The comic is coming to an end with a hurried two-issue wrap-up and some jarring revelations. It set up all sorts of developments in its limited shelf life and few are going to be adequately resolved by the time those final pages roll around.
It’s no surprise to see it go. If anything, it was notable for how long it lasted. After reading the first issue, it looked like it would be lucky to go longer than The Minx, which shared this current sense of shaky resolution, but it had enough legs to last longer than a year. That’s better than some.
After all, it started with the main character sleeping with his own Mum and then accidentally murdering her. That might be another iteration of one of the oldest stories, but it’s still fucking gross. It’s hard to blame anybody who gave it the $1 #1 treatment and decided that this was quite enough.
It was a typically blunt and brutal start from Milligan, who has always done well out of this sort of thing. Despite the ultra-cynical exterior, Milligan’s work is stuffed with blatant sentimentality and a real fondness for his main characters. Shade The Changing Man only lasted as long as it did because people genuinely liked Kathy and Lenny and all the other weirdos that came and went. Milligan still has an ear for cutting dialogue, and occasionally did a nice little subversion of the clichés that had been built up by these old, old stories.
And he’s still one of the great Angry Young Bastards that came out of the UK ‘80s comic scene. Back then it was all bloody Thatcher’s fault, and while the world’s moved on, there are still swine in power.
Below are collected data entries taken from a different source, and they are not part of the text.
PR #89, opened 2026-05-12
feat: add configurable timeout for test suite runs

cgeorgii:
- Add `testTimeout :: Int` (seconds) to `Session.Config` and `Session`, defaulting to 10s; set `test-timeout: 0` in `.tricorder.yaml` to disable
- Replace `readProcess` in `runTestRunnerIO` with `withProcessTerm` + `withTimeout`, sending SIGTERM and returning `TestRunErrored` on expiry
- Add `withTimeout` to `Atelier.Effects.Delay` as a general utility that races an action against a `Delay`-based deadline, tested in `DelaySpec`

### DIFF
--- a/atelier/src/Atelier/Effects/Delay.hs
+++ b/atelier/src/Atelier/Effects/Delay.hs
@@ -2,6 +2,7 @@ module Atelier.Effects.Delay
     ( Delay
     , wait
     , every
+    , withTimeout
     , runDelay
     , runDelayNoOp
 
@@ -18,6 +19,7 @@ module Atelier.Effects.Delay
 import Data.Time.Units (TimeUnit, convertUnit, toMicroseconds)
 import Effectful (Effect, IOE)
 import Effectful.Concurrent (Concurrent, threadDelay)
+import Effectful.Concurrent.Async (race)
 import Effectful.Concurrent.MVar (newEmptyMVar, takeMVar)
 import Effectful.Dispatch.Dynamic (interpret_)
 import Effectful.State.Static.Shared (State, modifyM)
@@ -43,6 +45,16 @@ every :: (Delay :> es, TimeUnit t) => t -> Eff es () -> Eff es Void
 every delay action = forever do
     action
     wait delay
+
+
+-- | Race an action against a deadline. Returns 'Right' if the action
+-- completes first, 'Left' if the timeout fires first.
+withTimeout
+    :: (Concurrent :> es, Delay :> es, TimeUnit t)
+    => t
+    -> Eff es a
+    -> Eff es (Either () a)
+withTimeout duration = race (wait duration)
 
 
 runDelay :: (Concurrent :> es) => Eff (Delay : es) a -> Eff es a
--- a/tricorder/src/Tricorder/Effects/TestRunner.hs
+++ b/tricorder/src/Tricorder/Effects/TestRunner.hs
@@ -13,20 +13,25 @@ module Tricorder.Effects.TestRunner
     ) where
 
 import Control.Exception (throwIO)
+import Data.Time.Units (Second)
 import Effectful (Effect, IOE)
+import Effectful.Concurrent (Concurrent)
+import Effectful.Concurrent.STM (atomically)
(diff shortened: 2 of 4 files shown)


atelier/src/Atelier/Effects/Delay.hs
```diff
@@ -45,6 +47,16 @@ every delay action = forever do
...
 
 
+-- | Race an action against a deadline. Returns 'Right' if the action
+-- completes first, 'Left' if the timeout fires first.
+withTimeout
+    :: (Concurrent :> es, Delay :> es, TimeUnit t)
+    => t
+    -> Eff es a
+    -> Eff es (Either () a)
+withTimeout duration = race (wait duration)
```
Gipphe, line 57: suggestion (non-blocking): If we want to stick with `Conc` and `Ki`, we can implement a `race` function somewhat easily.

This is just something I have in the branch I'm working on:

```hs
race :: (Conc :> es) => Eff es a -> Eff es b -> Eff es (Either a b)
race m1 m2 = scoped do
    ref <- unsafeEff_ IO.newEmptyMVar
    _ <- fork do
        res <- await =<< fork m1
        unsafeEff_ $ IO.putMVar ref $ Left res
    _ <- fork do
        res <- await =<< fork m2
        unsafeEff_ $ IO.putMVar ref $ Right res
    unsafeEff_ $ IO.readMVar ref
```

An entirely `ki`-based `race` function, using sub scopes. I leave this suggestion as non-blocking because I don't actually see a good argument to use a version of `race` implemented with `ki`, so 🤷.

Gipphe: Also, what about `Effectful.Timeout`? That's probably a more fitting thing to use in this case.

tricorder/src/Tricorder/Effects/TestRunner.hs
```diff
@@ -42,23 +47,36 @@ makeEffect ''TestRunner
...
-            result <- trySync $ liftIO do
-                let config =
-                        setStdin (byteStringInput ":main\n:quit\n")
-                            $ setWorkingDir projectRoot
-                            $ proc "cabal" ["repl", toString target]
-                (_, out, err) <- readProcess config
-                pure (out, err)
+            Session {testTimeout} <- ask
+            let config =
+                    proc "cabal" ["repl", toString target]
```
Gipphe, line 57: todo (non-blocking): Since we support `stack` for building, we should probably also support using `stack test`.

Just something I noticed when reviewing this PR. Not something to deal with here.

tricorder/src/Tricorder/Effects/TestRunner.hs
```diff
@@ -42,23 +47,36 @@ makeEffect ''TestRunner
...
+            result <- trySync $ withProcessTerm config \p -> do
+                let collectOutput = do
+                        out <- atomically (getStdout p)
+                        err <- atomically (getStderr p)
+                        pure (out <> err)
+                case testTimeout of
+                    secs | secs <= 0 -> Right <$> collectOutput
+                    secs ->
+                        withTimeout (fromIntegral secs :: Second) collectOutput >>= \case
+                            Left () -> liftIO (stopProcess p) >> pure (Left secs)
```
Gipphe: nitpick (non-blocking): According to [withProcessTerm's docs](https://hackage-content.haskell.org/package/typed-process-0.2.13.0/docs/System-Process-Typed.html#v:withProcessTerm), it calls `stopProcess` automatically once the callback returns, so this `stopProcess` call might be redundant.

Gipphe (approved):

atelier/src/Atelier/Effects/Delay.hs
cgeorgii: I didn't go with `Effectful.Timeout` because it's not testable.

tricorder/src/Tricorder/Effects/TestRunner.hs
cgeorgii: Good catch, I should've suspected from the name :P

The penultimate storyline – Ajax – was a brilliantly indignant rage against the war machine. The waste of the past decade’s conflicts and the terrible tragedies that will continue to unfold in their wake is one of the eternal stories, revisited all over again.
(It’s like listening to Bill Hicks in the past few years. In his routines he was spitting at George Bush for fucking about and wasting lives in the Middle East, and a full decade after he died, it was still an absolutely relevant scream for reason.)
Milligan’s deft touch for character building was sometimes missing from the residents of Greek Street. It wasn’t as bad as he painfully mediocre superhero comics he occasionally writes, and there was still some there. Chirpy geezer gangsters stopped being interesting a long time ago, so Greek Street’s criminal side are hard and brutal and driven people that fall victim to the same old tragedies.
Now that it’s ending, the pacing is shot to hell, and the jarring appearance of the apparent Gods in a sadly predictable and colourful humanoid alien blobs feels like it was meant to be some kind of proper revelation, three or four years down the line, but they have been shoved out onto the stage an act too early.
Even as it ends, Milligan is still stuffing the story with pop philosophy and sharp suits. Greek Street was a noble experiment, but it was a failed one.
The old stories still have resonance, humans are still driven by the same primal lusts as their ancient ancestors – we’re just better at hiding it. There will always be warriors and victims, tales of vengeance and honour have the same meaning they always did. I’ll always still listen to those stories, if anybody is willing to try telling them.
There is still plenty for the creators to do elsewhere, including Milligan’s satisfying Hellblazer stuff, and they’ll always be worth following, away from this dark end of the street.